__TASK OBJECTIVE__:
The whole listing below is to be returned without alteration.

__DATA FOR THIS TASK__:
Issue #1187, opened 2021-03-05
TiUP should serially scale in and scale out PD


HunDunDM:
## Feature Request

**Is your feature request related to a problem? Please describe:**

* Changing the number of PDs needs to follow the raft process, and only one can be changed at a time. Otherwise, the expanded PD may fail to start.
* 
![image](https://user-images.githubusercontent.com/19789302/110058407-3821aa80-7d9d-11eb-9626-f2744294bbe3.png)

**Describe the feature you'd like:**

* TiUP should serially scale in and scale out PD

**Describe alternatives you've considered:**

**Teachability, Documentation, Adoption, Migration Strategy:**

* Go

9547:
@HunDunDM Could you please provide the instruction and failed logs in detail?

9547:
I've reproduced this issue. My originally Topology has 3 PDs(all nodes are healthy), and the scale-out topology as below:


```yaml
pd_servers:
  - host: n6
  - host: n7
  - host: n8
  - host: n9
  - host: n10
  - host: n11
  - host: n12
  - host: n13
  - host: n14
  - host: n15
  - host: n16
  - host: n17
  - host: n18
  - host: n19
  - host: n20
``` 

The `scale-out` failed, message as below:

![image](https://user-images.githubusercontent.com/29431502/112712561-6c573980-8f0b-11eb-9a50-3a805e05f5ac.png)


the error log in n9:2379's _pd.log_:

```txt
[2021/03/27 06:42:07.492 +00:00] [FATAL] [main.go:93] ["join meet error"] [error="there is a member that has not joined successfully"] [stack="github.com/pingcap/log.Fatal\n\t/home/jenkins/agent/workspace/build_pd_multi_branch_v4.0.4/go/pkg/mod/github.com/pingcap/log@v0.0.0-20200511115504-543df19646ad/global.go:59\nmain.main\n\t/home/jenkins/agent/workspace/build_pd_multi_branch_v4.0.4/go/src/github.com/pingcap/pd/cmd/pd-server/main.go:93\nruntime.main\n\t/usr/local/go/src/runtime/proc.go:203"]
```

The `cluster display`:

![image](https://user-images.githubusercontent.com/29431502/112712581-96a8f700-8f0b-11eb-8249-c572748add99.png)

2/15 nodes scale-out succeed.

PR #1262, opened 2021-03-31
cluster: start pd,dm-master in sequentially

9547:

implement #1187 

Start instances in serial for Raft related components
eg: PD has more strict restrictions on the capacity expansion process, that is, there should be only one node in the peer-join stage at most.

Ref https://github.com/tikv/pd/blob/d38b36714ccee70480c39e07126e3456b5fb292d/server/join/join.go#L179-L191

### Check List 

Tests 

 - Unit test
 - Integration test
 - No code

Code changes

 - Has persistent data change

Side effects

 - Increased code complexity

Related changes

Release notes:

```release-note
NONE
```


9547:
@HunDunDM  @lucklove  PTAL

__WRITTEN SOLUTION__:
Issue #1187, opened 2021-03-05
TiUP should serially scale in and scale out PD


HunDunDM:
## Feature Request

**Is your feature request related to a problem? Please describe:**

* Changing the number of PDs needs to follow the raft process, and only one can be changed at a time. Otherwise, the expanded PD may fail to start.
* 
![image](https://user-images.githubusercontent.com/19789302/110058407-3821aa80-7d9d-11eb-9626-f2744294bbe3.png)

**Describe the feature you'd like:**

* TiUP should serially scale in and scale out PD

**Describe alternatives you've considered:**

**Teachability, Documentation, Adoption, Migration Strategy:**

* Go

9547:
@HunDunDM Could you please provide the instruction and failed logs in detail?

9547:
I've reproduced this issue. My originally Topology has 3 PDs(all nodes are healthy), and the scale-out topology as below:


```yaml
pd_servers:
  - host: n6
  - host: n7
  - host: n8
  - host: n9
  - host: n10
  - host: n11
  - host: n12
  - host: n13
  - host: n14
  - host: n15
  - host: n16
  - host: n17
  - host: n18
  - host: n19
  - host: n20
``` 

The `scale-out` failed, message as below:

![image](https://user-images.githubusercontent.com/29431502/112712561-6c573980-8f0b-11eb-9a50-3a805e05f5ac.png)


the error log in n9:2379's _pd.log_:

```txt
[2021/03/27 06:42:07.492 +00:00] [FATAL] [main.go:93] ["join meet error"] [error="there is a member that has not joined successfully"] [stack="github.com/pingcap/log.Fatal\n\t/home/jenkins/agent/workspace/build_pd_multi_branch_v4.0.4/go/pkg/mod/github.com/pingcap/log@v0.0.0-20200511115504-543df19646ad/global.go:59\nmain.main\n\t/home/jenkins/agent/workspace/build_pd_multi_branch_v4.0.4/go/src/github.com/pingcap/pd/cmd/pd-server/main.go:93\nruntime.main\n\t/usr/local/go/src/runtime/proc.go:203"]
```

The `cluster display`:

![image](https://user-images.githubusercontent.com/29431502/112712581-96a8f700-8f0b-11eb-8249-c572748add99.png)

2/15 nodes scale-out succeed.

PR #1262, opened 2021-03-31
cluster: start pd,dm-master in sequentially

9547:

implement #1187 

Start instances in serial for Raft related components
eg: PD has more strict restrictions on the capacity expansion process, that is, there should be only one node in the peer-join stage at most.

Ref https://github.com/tikv/pd/blob/d38b36714ccee70480c39e07126e3456b5fb292d/server/join/join.go#L179-L191

### Check List 

Tests 

 - Unit test
 - Integration test
 - No code

Code changes

 - Has persistent data change

Side effects

 - Increased code complexity

Related changes

Release notes:

```release-note
NONE
```


9547:
@HunDunDM  @lucklove  PTAL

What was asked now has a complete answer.